Temperature-dependent behavior of lysozyme within the reverse hexagonal mesophases (H II)

Abstract

This manuscript is the second part of a study on the structural behavior of lysozyme-loaded reverse hexagonal mesophases. In the current paper we focused mainly on the mutual temperature-dependency relationship between the protein and the mesophase. The conformational stability of the enzyme and the structural effects on the host system were characterized using small-angle X-ray scattering (SAXS), ATR-FTIR spectroscopy, fluorescence, and rheological measurements. It was found that the mesophase does not change the solubilized lysozyme (LSZ) active site conformation. The obtained data suggested that LSZ embedment within the H II mesophase improved its thermal stability by hampering its helical structure destruction, apparently due to hydrogen bonding of the protein with monoolein polar heads. Examination of the structural parameters of the hexagonal carrier revealed a strong thermal dependency. The lattice parameter of both empty and LSZ-loaded systems had a similar temperature-dependent behavior. However, comparing the domain size of the LSZ-loaded system to the empty system showed different trends.

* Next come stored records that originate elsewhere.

PR #2436, opened 2021-04-19
Convert to Repository for DistrictAnalyticsQuery numbers

rsanheim:
this make up the details tab of reports, so to keep things consistent we
should grab them from the same repository that backs up other parts of
the app..

**Story card:** [ch2625](https://app.clubhouse.io/simpledotorg/story/2625/registration-counts-on-details-and-overview-don-t-match) and [ch3343](https://app.clubhouse.io/simpledotorg/story/3343/convert-to-repository-for-districtanalyticsquery-numbers)

## Because

We are trying to consolidate more queries to one consistent path

## This addresses

Moving part of the 'analytics queries' to repository

## Test instructions


app/views/reports/regions/_new_registrations_table.html.erb
```diff
@@ -24,6 +24,7 @@
         <th class="row-label"><strong>Total</strong></th>
         <th class="row-label" colspan="6"><strong>New registrations</strong></th>
       </tr>
+      <% raise "used?" %>
```
rsanheim, line 27: Pretty sure this view is unused...but wanted to verify with folks before removing.  Couldn't find it in click testing or via this raise.

app/views/reports/regions/details.html.erb
```diff
@@ -49,14 +50,14 @@
                 Total registered<br>
                 patients
             </th>
-            <% dates_for_periods(@period.type, 6, include_current_period: @show_current_period).each do |date| %>
+            <% @period_range.each do |period| %>
```
rsanheim, line 53: All these period changes cleaned up the views nicely.

app/views/reports/regions/details.html.erb
```diff
@@ -67,16 +68,18 @@
...
+                <%= number_or_dash_with_delimiter(@repository.registration_counts[@region.region.slug][period]) %>
               </td>
             <% end %>
-            <% dates_for_periods(@period.type, 6, include_current_period: @show_current_period).each do |date| %>
+            <% @period_range.each do |period| %>
               <td class="row-total ta-center">
-                <%= number_with_delimiter(dash_if_zero(analytics_totals(@dashboard_analytics, :follow_up_patients_by_period, date))) %>
+                <%= number_with_delimiter(dash_if_zero(analytics_totals(@dashboard_analytics, :follow_up_patients_by_period, period.value))) %>
+                ||
+                <%= number_or_dash_with_delimiter(@repository.hypertension_follow_ups(group: "blood_pressures.user_id")[@region.region.slug][period]) %>
```
rsanheim, line 82: I was verifying numbers locally with lots of manual QA by displaying both -- I'l remove the legacy numbers before merging this.

app/models/patient.rb
```diff
@@ -105,23 +104,6 @@ class Patient < ApplicationRecord
   validates_associated :address, if: :address
   validates_associated :phone_numbers, if: :phone_numbers
 
-  def self.follow_ups_with(model_name, period, time_column: "recorded_at", at_region: nil, current: true, last: nil)
```
rsanheim, line 108: I was struggling with figuring out how to handle follow ups, and I realized extracting to its own object would be the best way. Ideally the api for these sorts of queries will be much more constrained in the future, but right now too many code paths access the scopes above to remove them.

rsanheim (commented):
some notes...

app/views/reports/regions/_new_registrations_table.html.erb
harimohanraj89: Looks unused to me too 🤷

app/views/reports/regions/details.html.erb
```diff
@@ -49,14 +50,14 @@
                 Total registered<br>
                 patients
             </th>
-            <% dates_for_periods(@period.type, 6, include_current_period: @show_current_period).each do |date| %>
+            <% @period_range.each do |period| %>
               <th class="row-label sort-label sort-label-small" data-sort-method="number">
-                <%= format_period(@period.type, date) %>
+                <%= period %>
```
harimohanraj89, line 55: Oof, nice. `to_s` kicks in as we'd like?

app/views/reports/regions/details.html.erb
```diff
@@ -87,16 +90,16 @@
                   <%= link_to resource.send(:full_name), send(:admin_user_path, resource, period: @period) %>
                 </td>
                 <td class="ta-center">
-                  <%= number_with_delimiter(dash_if_zero(@dashboard_analytics.dig(resource.id, :total_registered_patients))) %>
+                  <%= number_or_dash_with_delimiter(@dashboard_analytics.dig(resource.id, :total_registered_patients)) %>
```
harimohanraj89, line 93: Technically, it's `number_with_delimiter_or_dash`. While we're consolidating this, shall we name the method on what it does, not how it does it? Eg. `format_indicator`?

config/initializers/time_and_date_formats.rb
```diff
@@ -1,6 +1,9 @@
 Time::DATE_FORMATS[:mon_year] = "%b-%Y"
 Date::DATE_FORMATS[:mon_year] = "%b-%Y"
 
+Date::DATE_FORMATS[:mon_year_multiline] = lambda { |date| date.strftime("%b-%Y").tr("-", "\n") }
+Time::DATE_FORMATS[:mon_year_multiline] = lambda { |date| date.strftime("%b-%Y").tr("-", "\n") }
```
harimohanraj89, line 5: Silly question, can we not put the newline char directly into a string literal?

`Date::DATE_FORMATS[:mon_year_multiline] = "%b\n%Y"?

app/views/reports/regions/details.html.erb
harimohanraj89: We're directly grabbing data from the repository here, whereas we're delegating that to the "analytics query" for registration info. Is that inconsistent, using the repository directly as well as through that query class? Can we add the necessary `@dashboard_analytics.hypertension_follow_ups(group: :something)` to the analytics query classes and keep our access consistently through `@dashboard_analytics`?

harimohanraj89 (changes requested):
My thoughts!

Additionally, how isolated are the codepaths we're touching to just districts? Can we get away with updating `DistrictAnalyticsQuery` without having to touch `FacilityAnalyticsQuery` at the same time?

app/views/reports/regions/details.html.erb
rsanheim: yup, that's the default for ERB `<%= `

rsanheim:
@harimohanraj89 to answer this question:

> We're directly grabbing data from the repository here, whereas we're delegating that to the "analytics query" for registration info. Is that inconsistent, using the repository directly as well as through that query class? Can we add the necessary @dashboard_analytics.hypertension_follow_ups(group: :something) to the analytics query classes and keep our access consistently through @dashboard_analytics?

I found it easier to grab things directly from the repository, rather than going through the multiple layers of service objects that the old code paths were using. The interface ended up being more consistent, and I'm less worried about breaking other code paths by going this route.

app/views/reports/regions/details.html.erb
rsanheim: I wanted to keep this consistent with the Rails view helper `number_with_delimiter` because our little helper is essentially just a wrapper around it.

harimohanraj89:
Ah I see - so we're moving _towards_ using the repository directly, but not retiring the existing `DistrictAnalyticsQuery` completely in one fell swoop. 👍

harimohanraj89 (approved):
This is the right direction, but it sounds like we've still got some work to do in terms of:
* Consistent use of the repository
* Retiring legacy "query" classes like `DistrictAnalyticsQuery`

Can we roughly story up the new few big refactors necessary to see this to completion?

app/models/facility.rb
```diff
@@ -145,15 +145,11 @@ def source
   # ----------------
 
   def hypertension_follow_ups_by_period(*args)
-    patients
-      .hypertension_follow_ups_by_period(*args)
-      .where(blood_pressures: {facility: self})
+    patients.hypertension_follow_ups_by_period(*args).where(blood_pressures: {facility: self})
```
vkrmis, line 148: [nitpick] I find this less readable than the multiline version

app/queries/follow_ups_query.rb
```diff
@@ -0,0 +1,54 @@
+class FollowUpsQuery
+  def initialize(region, period_type, group_by: nil)
+    @region = region
+    @period_type = period_type
+    @group_by = group_by
+    @formatter = lambda { |v| @period_type == :quarter ? Period.quarter(v) : Period.month(v) }
+  end
+
+  def hypertension
```
vkrmis, line 9: This is partially replicated in the `with` method, can we just call `with` instead?

spec/queries/follow_ups_query_spec.rb
```diff
@@ -0,0 +1,248 @@
...
+      # another follow up in the same month but another day
+      create(:blood_pressure,
+        :with_encounter,
+        patient: hypertensive_patient,
+        facility: current_facility,
+        user: current_user,
+        recorded_at: second_follow_up_date)
+    end
+
+    describe ".follow_ups" do
```
vkrmis, line 126: Since this is testing `Patient.follow_ups_by_period`, shouldn't these be in `Patient` instead?
Alternatively, we could test a call to `FollowUpsQuery` here.

app/queries/follow_ups_query.rb
vkrmis: Can we do one of:
- Keep all the `FollowUpsQuery` scopes in Patient and remove `.hypertension` here
- Move all these ^ scopes to `FollowUpsQuery`

Doing both is a bit confusing.

app/models/reports/repository.rb
```diff
@@ -106,6 +110,42 @@ def initialize(regions, periods:)
...
+    # .     user_id_1 => cumulative_count,
+    # .     user_id_2 => cumulative_count,
+    # .  }
+    # }
+    #
+    memoize def cumulative_registration_counts_by_user
+      registration_counts_by_user.each_with_object({}) do |(slug, period_counts), totals|
+        totals[slug] = {}
+        # collect all the user ids in a region that we need to count for
+        user_ids = period_counts.each_with_object(Set.new) { |(period, counts), sum| sum.merge(counts.keys) }
```
vkrmis, line 134: Can we rename:
- `counts` to `user_counts`
- `sum` to `user_ids`

vkrmis: Can this be simplified to something like `user_ids = period_counts.values.map(&:keys).flatten.to_set`

app/models/reports/repository.rb
```diff
@@ -209,7 +256,7 @@ def denominator(region, period)
     #     region_2_slug: { period_1: value, period_2: value }
     #   }
     #
-    def cached_query(calculation, &block)
+    def region_period_cached_query(calculation, &block)
```
vkrmis, line 259: Have we added other `_cached_queries`? Wondering why we're being more specific here. Is `cached_query` not descriptive enough?

app/views/reports/regions/details.html.erb
```diff
@@ -67,36 +68,40 @@
...
+                %>
               </td>
             <% end %>
           </tr>
           <% current_admin.accessible_users(:view_reports).order(:full_name).each do |resource| %>
             <% if @dashboard_analytics[resource.id].present? %>
               <tr>
                 <td class="row-title">
-                  <%= link_to resource.send(:full_name), send(:admin_user_path, resource, period: @period) %>
+                  <%= link_to resource.full_name, admin_user_path(resource, period: @period) %>
```
vkrmis, line 91: ❤️

vkrmis (commented):
Some overall thoughts:
- There's some follow ups logic that's distributed between `Patient` and `FollowUpsQuery`, can we consolidate these in one place?
- Is this a good time to scrap `DistrictAnalyticsQuery`?, it doesn't do much that `Repository` doesn't give us directly. 


Prabhanshu & vkrm

spec/queries/district_analytics_query_spec.rb
```diff
@@ -72,11 +77,11 @@
         #
         Timecop.travel(month + 2.months) do
           patients_1.each do |patient|
-            create(:blood_pressure, patient: patient, facility: facility_1)
+            create(:blood_pressure, patient: patient, facility: facility_1, user: user)
           end
 
           patients_2.each do |patient|
-            create(:blood_pressure, patient: patient, facility: facility_2)
+            create(:blood_pressure, patient: patient, facility: facility_2, user: user)
```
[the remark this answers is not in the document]
kpethtel: I assume because the factories were making unique users per bp reading. This is definitely the kind of thing that makes factorybot hard to use efficiently.

kpethtel (approved):
Really nice!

LSZ incorporation induced a decrease in crystal size and lower order at room temperature. Nevertheless, an increase in domain size was triggered by the enzyme at elevated temperatures, in contrast to its decrease in the empty carriers. Rheological measurements showed concentration-dependent elasticity in the presence of LSZ compared to the empty system, which took place in a concentration-dependent manner at all examined temperatures. Up to 60 °C, the elasticity of the LSZ-loaded hexagonal systems decreased with temperature increase. This finding was interpreted in the context of weakening and/or cleaving of the monoolein hydroxyls’ interactions with the protein, leading to partial reconstitution of the initially low domain size and elasticity decrease. However, in the range of 60–75 °C (in most systems), the prevailing effect was thermally induced dehydration of the monoglyceride hydrophilic heads, which imposed elasticity increase, owing to enhanced flow ability of the liquid crystalline structure.